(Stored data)
"""

PR #327, opened 2024-08-07
Alchemical Transfer Method

mb2055:
This PR adds functionality for creating, running and analysing RBFE calculations using the Alchemical Transfer Method (AToM).

Functionality is contained in a pair of key locations and is as follows:
* `BioSimSpace.FreeEnergy.AToM` is a class that facilitates the creation of AToM-compatible systems, the use of the BioSimSpace runner to run full sets of production simulations, and analysis using UWHAM.
  * Users can pass a set of three BioSimSpace molecules, and use `...AToM.prepare()` to create an AToM-compatible system. Users can pass a vector to the prepare function that defines the displacement of the free ligand relative to the bound ligand. If this vector is not provided a best-fit vector will be automatically calculated.  
  * The choice of rigid core atoms, which define the alignment of the two ligands and are vital to the stability of simulations, can be tricky. To aid in the choice of these atoms the `AToM` class includes a helper function called `viewRigidCores` which allows the user to view their choice of rigid core atoms within a notebook.
 * `BioSimSpace.Protocol.AToM{}`  contains a series of protocols for minimisation, equilibration and annealing of AToM systems. Equilibration and annealing protocols allow users to manually set the large number of constants and lambda-dependent values used in AToM simulations, any that are not set have sane defaults chosen for them. 
   * `BioSimSpace.Protocol.AToMEquilibration` allows the user to run with or without the ATMForce present, simply by setting `use_atm_force`.
   * `BioSimSpace.Protocol.AToMAnnealing` allows the user to anneal any number of the lambda-dependent values, these are set through a dictionary. If not set the system is annealed from lambda1,lambda2 = 0 to lambda1,lambda2 = 0.5.
   * AToM production protocols are highly sensitive to starting structure, as such its vital that care it taken in the minimisation, equilibration and annealing of  systems. As a rule of thumb the protocol used should be Minimisation->Equilibration without ATMForce -> annealing to lambda1,lambda2=0.5 -> equilibration with ATMForce with lamdba1,lambda2 = 0.5.  Any systems in which instability is experienced in systems with direction=-1 should be addressed by increasing the runtime of post-annealing equilibration.
* Once production simulations have been run (either externally or using `BioSimSpace.FreeEnergy.AToM.run()`) analysis can be performed using `BioSimSpace.FreeEnergy.AToM.analyse()` - this uses an internal UWHAM implementation to find the overall ddg. 

Very roughly, a full start to finish AToM run would look like this:
```python
import BioSimSpace as BSS

lig1 = BSS.IO.readMolecules({ligand1 files})[0]
lig2 = BSS.IO.readMolecules({ligand2 files})[0]
prot = BSS.IO.readMolecules({protein files})[0]

AToM = BSS.FreeEnergy.AToM(protein = prot, ligand1 = lig1, ligand2 = lig2)
AToM_system, data = AToM.prepare(
    ligand1_rigid_core=[a, b, c],
    ligand2_rigid_core=[d, e, f],
    displacement="20A",
)
...
#### solvate AToM_system ####
...
min_protocol = BSS.Protocol.AToMMinimisation(data, {options})
minimise = BSS.Process.OpenMM(AToM_system, min_protocol)
minimise.start()
minimise.wait()
minimised = minimise.getSystem()
...
#### now do equilibration, annealing and ATM equilibration, API same as minimisation, 
#### setting the required options) ####
...
production_atm = BSS.Protocol.AToMProduction(
    data=data,
    {options}
)
production = AToM.run(
    {minimised and equilibrated AToM_system},
    production_atm,
    work_dir = {output directory},
)
production.wait()

BSS.FreeEnergy.Analyse({output directory})
```

This PR also includes (hopefully) full API docs, as well as a brief summary of AToM within the docs for `BioSimSpace.FreeEnergy`.

--------------------------------
* I confirm that I have merged the latest version of `devel` into this branch before issuing this pull request (e.g. by running `git pull origin devel`): [y/n]
* I confirm that I have added a test for any new functionality in this pull request: [y/n]
* I confirm that I have added documentation (e.g. a new tutorial page or detailed guide) for any new functionality in this pull request: [y/n]
* I confirm that I have permission to release this code under the GPL3 license: [y/n]

## Suggested reviewers:
@lohedges


python/BioSimSpace/Protocol/_AToM.py
```diff
@@ -0,0 +1,3287 @@
+from BioSimSpace.Units.Area import angstrom2
```
lohedges, line 1: Could this be called `_atm.py` to match the modules in the other sub-modules, e.g. `Process._atm` etc.

python/BioSimSpace/Process/_atom_utils.py
```diff
@@ -0,0 +1,977 @@
+######################################################################
```
lohedges, line 1: Can this file be call `_atm_utils.py` to match the other modules.

python/BioSimSpace/Process/_openmm.py
```diff
@@ -68,6 +67,34 @@ class OpenMM(_process.Process):
...
+    ):
+        from ._atm import OpenMMAToM
+
+        # would like to use issubclass but _Protocol._AToM is not exposed
+        if (
+            isinstance(protocol, _Protocol.AToMMinimisation)
+            or isinstance(protocol, _Protocol.AToMEquilibration)
+            or isinstance(protocol, _Protocol.AToMAnnealing)
+            or isinstance(protocol, _Protocol.AToMProduction)
+        ):
```
lohedges, line 92: While the base `_AToM` protocol isn't exposed via the public API, you should just be able to import and use it directly, e.g.:

```python
from ..Protocol._atm import _AToM

if isinstance(protocol, _AToM):
    ...
```

Note that `isinstance` will work because this is an actual instance, rather than a class.

python/BioSimSpace/Protocol/_AToM.py
```diff
@@ -0,0 +1,3287 @@
...
+
+        Returns
+        -------
+
+        data : dict
+            The AToM data dictionary.
+        """
+        return self._system_data
+
+    def _getCoreAlignment(self):
```
lohedges, line 148: Can the setters and getters be public, as is the case for the other protocols? (That is, don't start with an `_`.) The use case was that sometimes protocols need to get modified further down the chain, or by the user, so having exposed setters (that validate things in a self-consistent way) makes it easier to avoid the user breaking things, e.g. by trying to set the attribute directly. I imagine that the AToM functionality is pretty self contained, so this is unlikely needed,  but it would be good to make things consistent.

python/BioSimSpace/Protocol/_AToM.py
```diff
@@ -0,0 +1,3287 @@
...
+            The uh value for the ATM softcore potential (kcal/mol).
+
+        SC_a : int, float, str, :class:`Energy <BioSimSpace.Types.Energy>`
+            The a value for the ATM softcore potential.
+
+        cm_kf : int, float, str, :class:`GeneralUnit <BioSimSpace.Types._GeneralUnit>`
+            The force constant for the center of mass distance restraint (kcal/mol/A^2).
+
+        cm_tol : int, float, str, :class:`Length <BioSimSpace.Types.Length>`
+            The tolerance for the center of mass distance restraint (A)."""
```
lohedges, line 754: I'm guessing these might map one-to-one with the original Gallicchio implementation, but it might be nice to make the meaning of the kwargs a little clearer and the formatting standardised. For example, I'd prefer if everything was lower snake_case. Things like `core_alignment` seem self explanatory, whereas `CMCM_restraint` might be clearer as `com_distance_restraint` (along with related `com_force_constant` and `com_tolerance`). There are also mixtures of formatting, e.g. `rest`, `restraint`, `restrained`. These could al be `restraint` for consistency.

The latter kwargs are a little confusing if you aren't familiar with the method. (Specifically the `SC` related terms.) I guess these probably will take the default values in most instances, so the user won't really be bothered by them. I'd still prefer if the names and description were a little more informative, though. Perhaps you could add a `Notes` section to the start of the constructor docstring to link to the AToM expressions, or write them if formatting allows? (This might be easier in website API docs.)

There are few inconsistencies in the kwargs, such as both `k` and `kf` being used for force constant, as well as `force_constant` by itself. I'd prefer the same througout, with `force_constant` making things clear. `SC` could be `soft_core` for clarity.

There are a few minor typos too, e.g. `restaint` instead of `restraint`.

python/BioSimSpace/Process/_atom_utils.py
```diff
@@ -0,0 +1,977 @@
...
+        # Check for proper typing
+        if not isinstance(
+            protocol,
+            (
+                _Protocol.AToMMinimisation,
+                _Protocol.AToMEquilibration,
+                _Protocol.AToMAnnealing,
+                _Protocol.AToMProduction,
+            ),
+        ):
```
lohedges, line 40: This could also use:

```python
from ..Protocol._atm import _AToM

if not isinstance(_AToM):
    ...
```

python/BioSimSpace/Process/_atom_utils.py
```diff
@@ -0,0 +1,977 @@
...
+        self.findDisplacement()
+        d = [round(x, 3) for x in self.displacement]
+        output = ""
+        output += "displacement = {}\n".format(d)
+        output += "#BioSimSpace output is in angstrom, divide by 10 to convert to the expected units of nm\n"
+        output += "displacement = [i/10.0 for i in displacement]\n"
+        return output
+
+    def createSoftcorePertE(self):
+        """Create the softcorePertE function for the Gallachio lab analysis"""
```
lohedges, line 153: It's Gallicchio. This will need to be changed throughout.

python/BioSimSpace/FreeEnergy/_ddg.py
```diff
@@ -0,0 +1,495 @@
...
+import pandas as _pd
+
+import numpy
+import scipy.optimize
+import scipy.special
+import pathlib
+import functools
+import pathlib as _pathlib
+import os as _os
+import pymbar
```
lohedges, line 36: Can these all be private.

python/BioSimSpace/FreeEnergy/_ddg.py
```diff
@@ -0,0 +1,495 @@
...
+        The point at which 'direction' changes.
+        Should be (last index of direction 1, first index of direction 2).
+        If not provided not provided, will be implied from files.
+
+    Returns
+    -------
+    ddg_total : float
+        The free energy.
+    ddg_total_error : float
+        The error in the free energy.
```
lohedges, line 221: Can these be `BioSimSpace.Types.Energy` types.

python/BioSimSpace/FreeEnergy/_atm.py
```diff
@@ -0,0 +1,1393 @@
...
+            The indices at which the direction changes. For example, if direction=[1,1,-1,-1],
+            then inflex_indices=[1,2].
+            If None, the inflexion point will be found automatically.
+
+        Returns
+        -------
+        ddg : float
+            The free energy difference between the two ligands.
+        ddg_err : float
+            The error in the free energy difference.
```
lohedges, line 1092: Return `BioSimSpace.Types.Energy` types.  I guess this might also need to return a overlap matrix, conditional on the `method`?

python/BioSimSpace/FreeEnergy/_atm.py
```diff
@@ -0,0 +1,1393 @@
...
+from .._SireWrappers import Molecule as _Molecule
+from .._SireWrappers import System as _System
+from .. import _Utils
+from ..Types import Length as _Length
+from ..Types import Vector as _Vector
+from ..Types import Coordinate as _Coordinate
+from ..Align import matchAtoms as _matchAtoms
+from ..Align import rmsdAlign as _rmsdAlign
+from ..Notebook import View as _View
+from ..Process import OpenMM as OMMprocess
```
lohedges, line 36: Can this be private, e.g. `from ..Process import OpenMM as _OpenMM`.

python/BioSimSpace/FreeEnergy/_atm.py
```diff
@@ -0,0 +1,1393 @@
...
+
+    @staticmethod
+    def run(
+        system,
+        protocol,
+        platform="CPU",
+        work_dir=None,
+        setup_only=False,
+        property_map={},
+    ):
```
lohedges, line 1020: This is behaving like the constructor of `BioSImSpace.FreeEnergy.Relative`. (It basically constructs a similar object, then calls `.run` on it.) I'll have a think about how best to do this. Here `BioSimSpace.FreeEnregy.AToM` basically does all the setup, whereas the additional `BioSImSpace.FreeEnergy._relativeATM` (which is created by this `run` method) runs the actual simulation.

If possible, it might be better to have `BioSimSpace.AToM.prepare` and `BioSImSpace.AToM.viewRigidCores` as standalone functions, then `BoSimSpace.FreeEnergy.AToM` as the main class that can setup, run, and analyse the simulation, as is done for `BioSimSpace.FreeEnergy.Relative. I understand that `BioSimSpace.FreeEnergy.AToM` stores a lot of state, which simplifies the call to `.prepare`, etc. It might be possible to just change the class to `AToMSetup`, or just `Setup`, to make clear what it's being used for. Will have a think.

python/BioSimSpace/Protocol/_AToM.py
mb2055: This is now updated (https://github.com/OpenBioSim/biosimspace/blob/feature_AToM/python/BioSimSpace/Protocol/_atm.py)

python/BioSimSpace/Process/_atom_utils.py
mb2055: Now changed (https://github.com/OpenBioSim/biosimspace/blob/feature_AToM/python/BioSimSpace/Process/_atm_utils.py)

python/BioSimSpace/Process/_openmm.py
mb2055: This has been updated accordingly (https://github.com/OpenBioSim/biosimspace/blob/feature_AToM/python/BioSimSpace/Process/_openmm.py#L88)

python/BioSimSpace/Protocol/_AToM.py
mb2055: Setters and getters are now public. There are two exceptions to this:
- `_set_current_index` and `_get_current_index` in the annealing protocol. This is used internally to set the initial values of the lambda-dependent variables, which should not be touched by the user. 
- `_set_lambda_values` and `_get_lambda_values` within the production protocol. These are used to make the _master_ lambda value, but don't change anything internally (they're just for file naming), allowing the user to set these would just cause confusion. It should also be noted that the production protocol has its own versions of `set_current_index` and `get_current_index`. These are something that could very easily break things should the user not set them properly, and they might need to be set to private.

python/BioSimSpace/Protocol/_AToM.py
mb2055: Kwargs have now been updated to (hopefully) make things clearer. The changes are as follows:
- `CMCM_restraint` -> `com_distance_restraint`
- `cm_kf` -> `com_k`
- `cm_tol` -> `com_restraint_width`
- `align_kf_sep` -> `align_k_distance`
- `pos_rest_width` -> `positional_restraint_width`
- `SC_umax` -> `soft_core_umax`
- `SC_u0` -> `soft_core_u0`
- `SC_a` -> `soft_core_a`
The constants have also been grouped to make it clearer which goes with which (e.g. `com_k` now directly follows `com_distance_restraint` in the arguments)

python/BioSimSpace/Process/_atom_utils.py
mb2055: Now updated (https://github.com/OpenBioSim/biosimspace/blob/feature_AToM/python/BioSimSpace/Process/_atm_utils.py#L33)

python/BioSimSpace/Process/_atom_utils.py
mb2055: Now changed throughout. Hopefully I didn't miss any.

python/BioSimSpace/FreeEnergy/_ddg.py
mb2055: Now private (https://github.com/OpenBioSim/biosimspace/blob/feature_AToM/python/BioSimSpace/FreeEnergy/_ddg.py#L27-L35)

python/BioSimSpace/FreeEnergy/_ddg.py
mb2055: ddg now returns energies

python/BioSimSpace/FreeEnergy/_atm.py
mb2055: As it stands, since `UWHAM` is the only functioning analysis, I've not added any additional returns from `analysis`, if we are able to get `MBAR` working in the future this can be revisited

python/BioSimSpace/FreeEnergy/_atm.py
mb2055: Now private (https://github.com/OpenBioSim/biosimspace/blob/feature_AToM/python/BioSimSpace/FreeEnergy/_atm.py#L36)

lohedges:
Thanks, after refactoring this all looks good. I'll deal with the Sire release this week then give this another once over before doing the BioSimSpace side of things.

lohedges (approved):
Many thanks for this heroic effort, @mb2055. Things are looking really good and the new tutorial is great.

"""

▶ [What to produce] Only the lines containing the string "constants" are needed; pull them out of the records.

▶ [Response to the task]
 * `BioSimSpace.Protocol.AToM{}`  contains a series of protocols for minimisation, equilibration and annealing of AToM systems. Equilibration and annealing protocols allow users to manually set the large number of constants and lambda-dependent values used in AToM simulations, any that are not set have sane defaults chosen for them. 
The constants have also been grouped to make it clearer which goes with which (e.g. `com_k` now directly follows `com_distance_restraint` in the arguments)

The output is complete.